# Supressors?



## Tgunz64 (Nov 13, 2015)

Is it worth going through the beaurocratic BS to obtain a suppressor for hunting? I live in MN and 2 years ago they became legal here. But recently looking into it the process to legally obtain one is ridiculous. Photo ID's, finger prints, local head of law enforcement or district attorney needs to sign your application, plus $200, plus a waiting time of 3mo- 1yr+ is possible to get the info back to see if you even qualify.

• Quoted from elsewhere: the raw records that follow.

PR #261, opened 2019-12-17
Add prepend and append support to MockMemcacheClient

jogo:
So that MockMemcacheClient is more complete and can be used for testing
prepend and append cases.

### DIFF
--- a/pymemcache/test/utils.py
+++ b/pymemcache/test/utils.py
@@ -138,6 +138,30 @@ class MockMemcacheClient(object):
             self.delete(key, noreply)
         return True
 
+    def prepend(self, key, value, expire=0, noreply=None, flags=None):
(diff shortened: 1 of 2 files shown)


pymemcache/test/utils.py
```diff
@@ -138,6 +138,18 @@ def delete_many(self, keys, noreply=True):
...
+    def prepend(self, key, value, expire=0, noreply=None, flags=None):
+        current = self.get(key)
+        if current is not None:
+            self.set(key, value + current)
+        return True
+
+    def append(self, key, value, expire=0, noreply=None, flags=None):
+        current = self.get(key)
+        if current is not None:
+            self.set(key, value + current)
```
jparise: Should this be `current + value`?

Was seriously considering having my barrel threaded to add a suppressor. But now I'm not so sure it's worth it. Plus the cost of the suppressor itself. +/- $1000.


----------



## sneakygroundbuzzard (Nov 1, 2012)

I too live in MN and want a suppressor.but I am waiting to see what happens with the hearing protection act first


----------



## Tgunz64 (Nov 13, 2015)

I saw something about that. I think I might wait too and see if the process gets easier if that bill passes.


----------



## Dang Dawg (Jan 14, 2013)

Don't for get to do it as a "Trust"

Very important


----------



## Tgunz64 (Nov 13, 2015)

Yeah but then I have to find people that want to go through all the same BS to obtain a suppressor. Plus to meet with an approved lawyer and pay his fees as well. I do understand the benefits of the trust though.


----------



## texaspredatorhunter (Aug 14, 2014)

Tgunz, you can do it all online now.try here.

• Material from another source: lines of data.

PR #3409, opened 2015-10-07
Create initial functional tests using pytest

davehunt:
This is the first step in replacing the CasperJS tests with pytest tests. Once this has landed we'll work our way through the CasperJS tests and either migrate them to this stack or remove them. We'll then do the same with the mcom-tests.

Feedback would be appreciated from @bobsilverberg, @alexgibson, @pmclanahan and @jgmize. The plan is to run these in Web QA's Jenkins instance in addition to the mcom-tests, but I'd like to also get these running in the new Jenkins pipeline, which @glogiotatidis may be able to help with.


docs/testing.rst
```diff
@@ -8,148 +8,176 @@
...
-* ``config.json`` a configuration file used by PhantomJS when running tests.
 
 Installation
 ------------
 
-The specific versions of CasperJS, PhantomJS and Jasmine/Karma which are needed to run the
-tests, can be installed by running the following command from the root directory of the project::
+First follow the :ref:`installation instructions for bedrock<install>`, which
+will install the specific versions of Jasmine/Karma which are needed to run the
+unit tests, and guide you through installing pip and setting up a virtual
```
alexgibson: should this be `installing peep` instead of `installing pip`?

docs/testing.rst
```diff
@@ -8,148 +8,176 @@
...
-    npm test -- tests/functional/home.js --config=tests/config.json
+To run a single test file you must tell py.test to execute a specific file
+e.g. ``tests/functional/test_newsletter.py``:
 
-You can also easily run the tests against any bedrock environment by specifying the
-``--domain`` variable. For example, to run all functional tests against dev::
+.. code-block:: bash
 
-    npm test -- tests/functional --domain=https://www-dev.allizom.org --config=tests/config.json
+    $ py.test --driver Firefox --html results.html -n auto tests/functional/test_newsletter.py
```
alexgibson: When I try to run this line I get the following error:

    usage: py.test [options] [file_or_dir] [file_or_dir] [...]
    py.test: error: unrecognized arguments: -n

If I omit `-n auto` the tests seem to run fine

alexgibson:
Is it possible to specify the output directory for the HTML report? Perhaps it could live under `/tests/functional`, and we could add it to .gitignore?

alexgibson:
Looks like Travis is failing because `python manage.py test` is trying to run the Selenium tests as well as the unit tests?

alexgibson:
@davehunt - this looks great! Couple of niggles, but tests are running and passing for me locally. Great job on the docs :+1:

alexgibson:
I also got a `pytest` warning, but I assume this is ok for now:

    WI1 /Users/agibson/Sites/bedrock/venv/lib/python2.7/site-packages/pytest_selenium/pytest_selenium.py:89 'pytest_runtest_makereport' hook uses deprecated __multicall__ argument

docs/testing.rst
davehunt: peep doesn't need to be installed as it's in bedrock/bin, and peep depends on pip, so that does still need to be installed.

docs/testing.rst
davehunt: You probably don't have pytest-xdist installed. I added it to the requirements file. While it's not strictly required, it allows you to run the tests in multiple processes, and therefore in parallel.

alexgibson: If I type `pip freeze` it lists `pytest-xdist==1.13.1`. I'll try reinstalling and see if that helps

docs/testing.rst
alexgibson: ah ok, thanks :+1:

docs/testing.rst
alexgibson: I uninstalled `pytest-xdist` and then reinstalled requirements but still the same error?

davehunt:
Updated based on your comments @alexgibson and hopefully fixed the Travis issue.

davehunt:
The pytest warning should be safe to ignore. I suspect pytest-selenium will support the latest and previous versions of pytest, so will probably drop 2.6.x soon, and once the next version after 2.8.x is out we can remove the reference to the deprecated argument.

requirements/test_functional.txt
```diff
@@ -0,0 +1,8 @@
+# sha256: bwGLPxbC1cSQ-u-cot0Pk4LpMPi3gDp1cVGMTDQE78o
+pytest==2.8.1
```
alexgibson: `test_redirects.txt` uses `pytest 2.7.2` - should we be using the same version for consistency?

alexgibson:
Seems the only way I can get all the dependencies installed to run the functional tests was to use `pip` instead of `peep`. This was using a fresh venv.

    pip install -r requirements/test_functional.txt

As soon as I did this, everything runs fine. I wonder if peep isn't installing all the required dependencies?

pmclanahan:
> Seems like peep isn't installing everything that's needed?

peep does indeed not install anything you don't tell it to. you should pip install into a fresh venv then pip freeze to get the full requirements list.

tests/functional/test_newsletter.py
```diff
@@ -0,0 +1,38 @@
...
+    page = NewsletterPage(base_url, selenium).open()
+    assert '' == page.email
+    assert 'United States' == page.country
+    assert 'English' == page.language
+    assert page.html_format_selected
+    assert not page.text_format_selected
+    assert not page.privacy_policy_accepted
+
+
+@pytest.mark.nondestructive
```
bobsilverberg: Is this really nondestructive? I would have thought that signing up for a mailing list was destructive.

tests/pages/newsletter.py
```diff
@@ -0,0 +1,87 @@
...
+        el = self.selenium.find_element(*self._language_locator)
+        Select(el).select_by_visible_text(value)
+
+    @property
+    def html_format_selected(self):
+        el = self.selenium.find_element(*self._html_format_locator)
+        return el.is_selected()
+
+    def select_html_format(self):
+        self.selenium.find_element(*self._html_format_locator).click()
```
bobsilverberg: For `accept_privacy_policy`, you ensure that the privacy policy is not already selected, but for `select_html_format` (and `select_text_format`) you do not do the same. Is that intentional? Are these meant as toggles which will simply change the state regardless of the current state?

tests/pages/page.py
```diff
@@ -0,0 +1,42 @@
...
+
+    _root_locator = None
+
+    def __init__(self, selenium, root=None):
+        self.selenium = selenium
+        self.timeout = TIMEOUT
+        self.root = root
+
+        if self.root is None and self._root_locator is not None:
+            self.root = self.selenium.find_element(*self._root_locator)
```
bobsilverberg: So you could end up with `self.root` == `None`, correct? Is that okay? Is it up to the PageRegion developer to either ensure that isn't the case or to make sure they don't use `self.root`? In the past I think we defaulted `self.root` to `selenium` so that `self.root` was always available. I'm not saying that's what we should do, but I just wanted to check your thinking on this.

bobsilverberg:
@davehunt LGTM. I asked a few questions above.

requirements/test_functional.txt
davehunt: We could potentially even combine these and have a tests.txt, what do you think?

tests/functional/test_newsletter.py
davehunt: I agree, what do you think @alexgibson? This would mean the test wil be skipped for sensitive URLs. I'll also add a regex to setup.cfg to indicate sensitive URLs. Would `mozilla\.(com|org)` be suitable?

tests/pages/newsletter.py
davehunt: These are radio buttons, so additional clicks do not toggle the selected state.

tests/pages/page.py
davehunt: I'm not keen on `self.root` defaulting to `self.selenium`, though perhaps we could default it to the document root (if that's even possible?). I was thinking that root is totally optional, and for page regions that don't specify it, using `region.root` would not make sense. Instead those page regions should use `self.selenium` directly.

davehunt:
@alexgibson I've updated the requirements file for peep, however having all packages pinned means they'll get out of date regularly. I would recommend using something like https://requires.io/github/mozilla/bedrock/requirements/?branch=master to keep on top of them.

tests/functional/test_newsletter.py
alexgibson: Yes I think it makes sense to mark this as destructive :+1:

alexgibson: Also maybe worth adding a note to the guidelines about which type of test should generally not be marked as `nondestructive`?

alexgibson:
> @alexgibson I've updated the requirements file for peep, however having all packages pinned means they'll get out of date regularly. I would recommend using something like https://requires.io/github/mozilla/bedrock/requirements/?branch=master to keep on top of them.

I think there's still a dependency missing when installing with peep (I'm still seeing `py.test: error: unrecognized arguments: -n`).

As for the suggestion to use something like `requires.io`, this sounds good to me. Although I guess this scenario is true for any project that specifically locks down dependencies with something like peep.

As for the requirements file, my only concern is we currently have pytest v2.7.2 in `test_redirects.txt` and `v2.8.2 in `test_functional.txt`. Would it be better for everything to be on a single version? Combining the two requirements files may be a simple solution.

 Any thoughts or strong feeling on the above, @pmclanahan?

tests/functional/test_newsletter.py
davehunt: Good idea. I'm going to enhance pytest-selenium to accept a sensitive url regex in setup.cfg. At the moment it requires either either a command line argument or environment variable. Supporting setup.cfg means it can easily be configured for a project and stored in the repo.

alexgibson:
As of the latest commit this all installs and runs fine for my using peep in a fresh venv :+1:

tests/functional/test_newsletter.py
davehunt: Documentation updated.

schalkneethling:
Installation was quick and easy. Running the tests yields the following though:
https://sneethling.pastebin.mozilla.org/8848680

Is this expected? Did I miss a step? @davehunt

davehunt:
@schalkneethling I believe the test failed because you do not have the localisations installed. I found this too with a local instance, and @alexgibson pointed me towards some doc for installing the locales.

pmclanahan:
@alexgibson in an ideal world yes, we'd have these requirements synced. But for now it really depends on if they'll all be run by the same system. If these are to be run in travis e.g., then I'd say yes we should sync them and put them in the same file even. If not, then it's fine for now to leave them separate.

schalkneethling:
I cloned the locales, reran the tests and all is good.

pmclanahan:
We just fixed this in master. l10n files are no longer required for passing
tests (at least the django tests).

davehunt:
@pmclanahan do you mean you're not running tests that require l10n, or that the tests are running but don't need to pass? This particular test is checking the functionality of changing the language of the home page, so it will need at least one alternative locale to be present to pass.

pmclanahan:
Ah yes. My problem is that I was thinking of the other test suite. Please ignore me :)

alexgibson:
@davehunt - how about we combine the two testing requirements files into a combined `testing.txt`. Then we can at least ensure they are both using the same pytest version if someone wants to run both suites of tests? Other than that, I think we're all good here :+1:

davehunt:
Rebased and squashed. I also added a default locale (en-US) and the ability to override when creating a page object instance. This is because I noticed different locators for the footer newsletter sign up from en-GB. /cc @alexgibson @bobsilverberg @m8ttyB @schalkneethling @pmclanahan @jgmize @glogiotatidis.

alexgibson:
@davehunt - looks like travis is failing because some of the hashes don't match the versions in the updated requirements?

davehunt:
Yeah, I'm not sure why Travis is getting different hashes to me..?

bobsilverberg:
@davehunt If you are not already familiar with it, you could try `peepin` [1], a tool written by our own beloved @peterbe, which will generate the appropriate hashes for you. I'm not sure if this will resolve the differences between your local install and Travis, but it might be worth trying.

[1] https://pypi.python.org/pypi/peepin

pmclanahan:
`peepin` +1. It'll get hashes for all of the packages. The issue is that PyPI can have different files for the same package (e.g. .tar.gz, .zip, .wheel, etc.). These will all have different hashes, and different versions of pip prefer different ones.

davehunt:
Okay, the difference was the `--no-wheel` argument that Travis is passing. I've updated the requirements file to support when this argument is present. I had problems using `peepin` with an existing requirements file, which I'll raise separately.

alexgibson:
Travis is happy, everything installs fine for me using a fresh venv, tests all pass! r+ :beers:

http://grabagun.com/class-3-guide

FYI sd tactical sells "solvent tubes" and all the tooling to assemble. Do a form 1 and save a bunch of money up front and get a manufacturers if the HPA passes.


----------



## Tgunz64 (Nov 13, 2015)

I've been looking at the solvent tube kits. What's the form 1 about?


----------



## knapper (Feb 5, 2010)

I got one a couple of years ago and have been very happy with it. My longest wait was for the thing to be built and so I could send in the paper work. I went the trust route and put my wife on it and at that time the trust was the simplest way and when something happens to me my wife will not have as much trouble getting rid of it. I consider the thing to be great and it works well, I have hunted with it and love not having to put in ear plugs or have the ears ringing for a long time. It is rated for up[ to 300 win. mag. but I use it on a 260 rem. or 300 blk.


----------



## Mark Steinmann (Jan 28, 2014)

I did a form 1 build via a gun trust with buddies. I absolutely love having it for hunting for 2 reasons. 
1. Saves my hearing!
2. Less report downrange while hunting.

But yes the wait sucks....8 months is what I waited for the "approval." If they can get the hearing protection act to pass that is going to be the business to be in for the following 2 years.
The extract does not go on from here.